• _Activity_: Give the records again in full, exactly as written.

(Saved entries)
PR #385, opened 2021-03-23
Adding Room type with Converse.js replacing jitsi

rene-grigory:
# Issue
Jitsi Rooms using the jitsi-meet for chat only consume a large quantity of processing resources making the rooms unusable at around 75 users.

# Solution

• _Written answer_:
PR #385, opened 2021-03-23
Adding Room type with Converse.js replacing jitsi

rene-grigory:
# Issue
Jitsi Rooms using the jitsi-meet for chat only consume a large quantity of processing resources making the rooms unusable at around 75 users.

# Solution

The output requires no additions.